Today's interview at the NYT Dealbook Conference saw Apple CEO Tim Cook confirm that the company is looking into cryptocurrency but also clarify that it has no immediate plans to launch any crypto-related products. Cook didn't give any details about the areas in which the company might be looking into crypto, but he noted that there were many areas within Apple's business where he wouldn't consider introducing cryptocurrency offerings.
Andrew Ross Sorkin asked Cook if Apple would accept cryptocurrency via Apple Pay. Cook answered that it was "something we're looking into."
"I would describe it as there are some things I wouldn’t do -- such as our cash balance. I wouldn’t invest that much in crypto. This is not because I wouldn’t invest my own money into crypto, but because I don’t believe people buy Apple stock to be exposed to crypto. Cook explained that they have other options if they wish to invest in crypto directly.
Cook stated that Apple does not intend to accept crypto as a tender for its products.
He did however insist that crypto was on his company's radar and said "there are other items that we're certainly looking at" in relation to crypto. However, he stated that Apple has nothing to announce about the matter.

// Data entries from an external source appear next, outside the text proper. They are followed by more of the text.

PR #969, opened 2026-02-04
Feature/vplay 12577 vector like wrappers

DomSyna:
Added vector like wrappers into AampGrowableBuffer for the expected vector methods that will be needed, to aid with migration to vector from AampGrowableBuffer.

Replaced the the simple pass through calls like GetLen, GetAvail etc with the new equivalents

Fixed the allocation tracking accounting that was missed in the copy constructor, and aampCache as its useful to keep for now as one more way to validate further growable buffer changes.


test/utests/tests/AampGrowableBuffer/FunctionalTests.cpp
```diff
@@ -255,13 +255,13 @@ TEST_F(FunctionalTests, Reserve32KBytesTest)
 
 	// Act: Call the ReserveBytes function
 	buffer.ReserveBytes(numBytesToReserve);
-
+
```
jfagunde: Trailing space

AampGrowableBuffer.h
```diff
@@ -36,41 +36,46 @@
...
+			NETMEMORY_PLUS();
+		}
 	}
-	
+
 	// Copy assignment
-	AampGrowableBuffer& operator=(const AampGrowableBuffer & other)
-	{ // never reached/used?
-		buffer = other.buffer;
+	AampGrowableBuffer &operator=(AampGrowableBuffer other)
```
jfagunde, line 55: Is it intentional that the parameter other is no longer a reference?

AampGrowableBuffer.h
```diff
@@ -87,26 +92,78 @@ class AampGrowableBuffer
...
+	// Vector-like convenience wrappers (lower-case names to match std::vector)
+	bool empty() const { return buffer.empty(); }
+	void shrink_to_fit() { buffer.shrink_to_fit(); } // If used may need to call NETMEMORY_MINUS()
+	void reserve(size_t n) { buffer.reserve(n); }	 // If used may need to call NETMEMORY_PLUS()
+	void resize(size_t n)
+	{
+		const size_t prevCap = buffer.capacity();
+
+		buffer.resize(n);
+		if (prevCap == 0 && buffer.capacity() > 0)
```
jfagunde, line 117: If the previous capacity was not 0, should NETMEMORY_PLUS() be called? And same question for line 127

AampGrowableBuffer.h
DomSyna: Yes, by making it a value is will use the copy constructor above and set PLUS if appropriate. There is minimal overhead though as the swap basically does optimised ptr magic

AampGrowableBuffer.h
DomSyna: No only when we "allocate". The macro is very basic and tracks allocates vs Frees

AampGrowableBuffer.h
```diff
@@ -87,26 +92,78 @@ class AampGrowableBuffer
...
+	{
+		if (prevCap == 0 && newCap > 0)
+		{
+			NETMEMORY_PLUS();
+		}
+		else if (prevCap > 0 && newCap == 0)
+		{
+			NETMEMORY_MINUS();
+		}
+	}
```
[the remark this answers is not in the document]
DomSyna: intentional

AampGrowableBuffer.h
```diff
@@ -87,26 +92,78 @@ class AampGrowableBuffer
...
+	uint8_t *data() { return buffer.data(); }
+	const uint8_t *data() const { return buffer.data(); }
+
```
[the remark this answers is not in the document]
DomSyna: part of the migration to vector

jfagunde (approved):

PR #997, opened 2026-02-09
Feature/vplay 12623 if get ptr null checks

DomSyna:
Replace the use of GtePtr() in arithmetic, and selection statements.
Optimize self-referential AppendBytes to use memmove() + resize() instead of temporary buffers.


fragmentcollector_hls.cpp
jfagunde: I would update this log line.

MediaStreamContext.cpp
```diff
@@ -490,18 +490,18 @@ bool MediaStreamContext::CacheTsbFragment(std::shared_ptr<CachedFragment> fragme
...
-		if(cachedFragment->fragment.GetPtr())
+		if(cachedFragment->fragment.capacity() != 0)
 		{
 			// If following log is coming, possible memory leak. Need to clear the data first before slot reuse.
 			AAMPLOG_WARN("Fetch buffer has junk data, Need to free this up");
 		}
 		cachedFragment->fragment.clear();
 		cachedFragment->Copy(fragment.get(), fragment->fragment.size());
-		if(cachedFragment->fragment.GetPtr() && cachedFragment->fragment.size() > 0)
+		if(cachedFragment->fragment.capacity() != 0 && cachedFragment->fragment.size() > 0)
```
jfagunde: How about `if (!cachedFragment->fragment.empty())` ?

CachedFragment.cpp
```diff
@@ -73,7 +73,7 @@ void CachedFragment::Copy(CachedFragment* other, size_t len)
 	this->discontinuityIndex = other->discontinuityIndex;
 	
 	// Copy fragment data up to specified length
-	if (other && other->fragment.GetPtr() && len > 0) {
+	if (other && other->fragment.capacity() != 0 && len > 0) {
```
cpc005, line 76: AppendBytes() checks for len==0 so don't really need a check here

MediaStreamContext.cpp
```diff
@@ -850,14 +850,14 @@ bool MediaStreamContext::DownloadFragment(DownloadInfoPtr dlInfo)
 	}
 
 	// Handle change in bandwidth for segmentBase streams, so need to load new range
-	if((dlInfo->bandwidth != fragmentDescriptor.Bandwidth) && IDX.GetPtr() && uriInfo.range.empty())
+	if((dlInfo->bandwidth != fragmentDescriptor.Bandwidth) && IDX.capacity() != 0 && uriInfo.range.empty())
```
jfagunde, line 853: Does it make more sense to check `!IDX.empty()` here and in the conditions below?

priv_aamp.cpp
```diff
@@ -5026,11 +5024,11 @@ bool PrivateInstanceAAMP::GetFile( std::string remoteUrl, AampMediaType mediaTyp
 					getDefaultHarvestPath(harvestPath);
 					AAMPLOG_WARN("Harvest path has not configured, taking default path %s", harvestPath.c_str());
 				}
-				if(buffer->GetPtr() )
+				if (buffer->capacity() != 0)
```
jfagunde, line 5174: How about `!buffer->empty()` or `buffer->size() > 0`?

CachedFragment.cpp
DomSyna: AppendBytes will go soon.

streamabstraction.cpp
```diff
@@ -810,7 +810,7 @@ bool MediaTrack::CheckForDiscontinuity(CachedFragment* cachedFragment, bool& fra
 	StreamAbstractionAAMP* context = GetContext();
 	double injectedDuration = GetTotalInjectedDuration();
 
-	if(cachedFragment->fragment.GetPtr())
+	if(cachedFragment->fragment.capacity() != 0)
```
cpc005, line 814: As I understand it may be possible for for the following to be true
v.empty() ==true && v.capacity() >0
I.E space is allocated but there is nothing in it. So there is potential for the use of v.capacity() to be confusing

priv_aamp.cpp
```diff
@@ -5179,7 +5177,7 @@ bool PrivateInstanceAAMP::GetFile( std::string remoteUrl, AampMediaType mediaTyp
 	}
 
 	// Strip downloaded chunked Iframes when ranged requests receives 200 as HTTP response for HLS MP4
-	if( mConfig->IsConfigSet(eAAMPConfig_RepairIframes) && NULL != range && '\0' != range[0] && 200 == http_code && NULL != buffer->GetPtr() && FORMAT_ISO_BMFF == this->mVideoFormat)
+	if( mConfig->IsConfigSet(eAAMPConfig_RepairIframes) && NULL != range && '\0' != range[0] && 200 == http_code && buffer->capacity() != 0 && FORMAT_ISO_BMFF == this->mVideoFormat)
```
jfagunde: Would `!buffer->empty()` be better?

streamabstraction.cpp
```diff
@@ -1865,7 +1865,7 @@ CachedFragment* MediaTrack::GetFetchChunkBuffer(bool initialize)
 
 	if(initialize && cachedFragment)
 	{
-		if (cachedFragment->fragment.GetPtr() )
+		if (cachedFragment->fragment.capacity() != 0)
```
cpc005, line 1869: Here we are testing if there is segment data stored
fragment.size() > 0 would be a correct test
but fragment. capacity>0 would be a misleading test since a preceding
fragment.clear()
may leave fragment.size() == 0 and fragment.capacity() >0

streamabstraction.cpp
jfagunde, line 814: Does it make more sense to check `if (!cachedFragment->empty())`

streamabstraction.cpp
```diff
@@ -942,7 +942,7 @@ bool MediaTrack::ProcessFragmentChunk()
 	class StreamAbstractionAAMP* pContext = GetContext();
 	//Get Cache buffer
 	CachedFragment* cachedFragment = &this->mCachedFragmentChunks[fragmentChunkIdxToInject];
-	if(cachedFragment != NULL && NULL == cachedFragment->fragment.GetPtr())
+	if(cachedFragment != NULL && cachedFragment->fragment.capacity() == 0)
```
jfagunde, line 946: Does it make more sense to change this condition to:
```
if (cachedFragment == nullptr)
{
	AAMPLOG_WARN("No fragment chunk available");
}
else if (cachedFragment->empty())
{
	if(!SignalIfEOSReached())
	{
		AAMPLOG_TRACE("[%s] Ignore NULL Chunk - cachedFragment->fragment.len %zu", name, cachedFragment->fragment.size());
	}
	return false;
}
```

streamabstraction.cpp
```diff
@@ -1523,9 +1523,9 @@ bool MediaTrack::InjectFragment()
 		}
 
 		AAMPLOG_TRACE("[%s] - fragmentIdxToInject %d cachedFragment %p ptr %p",
-					 name, fragmentIdxToInject, cachedFragment, cachedFragment->fragment.GetPtr());
+					  name, fragmentIdxToInject, cachedFragment, cachedFragment->fragment.GetPtr());
 
-		if (cachedFragment->fragment.GetPtr())
+		if (cachedFragment->fragment.capacity() != 0)
```
jfagunde, line 1529: Does it make more sense to check `if (cachedFragment->fragment.empty())`?

fragmentcollector_hls.cpp
DomSyna: Changed to
AAMPLOG_WARN("%s cachedFragment->fragment is empty", name);

More correct for now, and will be correct once the growable buffer has gone totally

MediaStreamContext.cpp
DomSyna: I considered that, then backed away from the idea. I don't want to change any logic in this delivery as if I break it it will be time consuming to find which bit I broke. 

There are several places I think we can change the capacity check for empty(). I'm hoping that will be done easier as a general tidy up at the end, looking at each vectors life cycle, typing etc

priv_aamp.cpp
DomSyna: Thought about that, but if you have an empty buffer then I think the path and file will be created, and checking empty() will change this behaviour

priv_aamp.cpp
DomSyna: Done

streamabstraction.cpp
DomSyna: Yes, so we just need to check a growable buffer has been allocated, as it currently does

DomSyna: Not without understanding the complete life cycle of the fragment. It may have allocated space and be empty. Which would currently enter this condition and potentially set state vars

streamabstraction.cpp
DomSyna: Quite possibly, but where I wasn't 100% I have kept the logic identical.

streamabstraction.cpp
DomSyna: Probably, but without understanding if you could have an empty growable buffer at this point I'm hesitant to change the logical flow.

streamabstraction.cpp
DomSyna: No we are testing if a buffer has been allocated, and if so providing a warning before clearing it.

jfagunde (approved):

priv_aamp.cpp
```diff
@@ -5191,13 +5189,12 @@ bool PrivateInstanceAAMP::GetFile( std::string remoteUrl, AampMediaType mediaTyp
 				size_t len = (end - start) + 1;
 				if( buffer->size() >= len)
 				{
-					buffer->clear();
-					buffer->AppendBytes(buffer->GetPtr() + start, len);
+					std::memmove(buffer->data(), buffer->data() + start, len);
+					buffer->resize(len);
 				}
```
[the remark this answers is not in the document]
DomSyna: Given to get here we have received HTTP 200 indicating the entire segment has been received and the existing code didn't perform these additional defensive checks I'm inclined to not waste cycles performing redundant checking

priv_aamp.cpp
```diff
@@ -5191,13 +5189,12 @@ bool PrivateInstanceAAMP::GetFile( std::string remoteUrl, AampMediaType mediaTyp
 				size_t len = (end - start) + 1;
 				if( buffer->size() >= len)
 				{
-					buffer->clear();
-					buffer->AppendBytes(buffer->GetPtr() + start, len);
+					std::memmove(buffer->data(), buffer->data() + start, len);
+					buffer->resize(len);
```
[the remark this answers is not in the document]
DomSyna: done

CachedFragment.cpp
```diff
@@ -73,7 +73,7 @@ void CachedFragment::Copy(CachedFragment* other, size_t len)
...
 		this->fragment.AppendBytes(other->fragment.GetPtr(), len);
 	}
```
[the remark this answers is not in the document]
DomSyna: other can't be NULL. This will be resolved with the removal of AppendBytes

priv_aamp.cpp
```diff
@@ -5311,13 +5309,12 @@ bool PrivateInstanceAAMP::GetFile( std::string remoteUrl, AampMediaType mediaTyp
...
```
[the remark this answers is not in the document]
DomSyna: Previously commented on this

pstroffolino (approved):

Apple Pay competitors such as Venmo and PayPal have all made moves into the crypto space in recent weeks. It would therefore be strange if Apple didn't weigh making similar moves. Cook confirmed to Sorkin that he is open to investing in crypto currencies.
Cook stated, "I believe it's reasonable for it to be owned as part of a diversified portfolio," adding, with a laugh: "I'm no giving anyone investment advice by any means."
The executive continued to say that he has been interested in cryptocurrency since a long time.
He also said that NFTs are intriguing, but that it will take some time for them to be interesting to mainstream people.
In a larger interview, the interview covered other important topics for Apple and the wider tech industry. This included Apple's position regarding security, privacy and opening the App Store. Epic Games is currently suing Apple over this matter in an antitrust court case.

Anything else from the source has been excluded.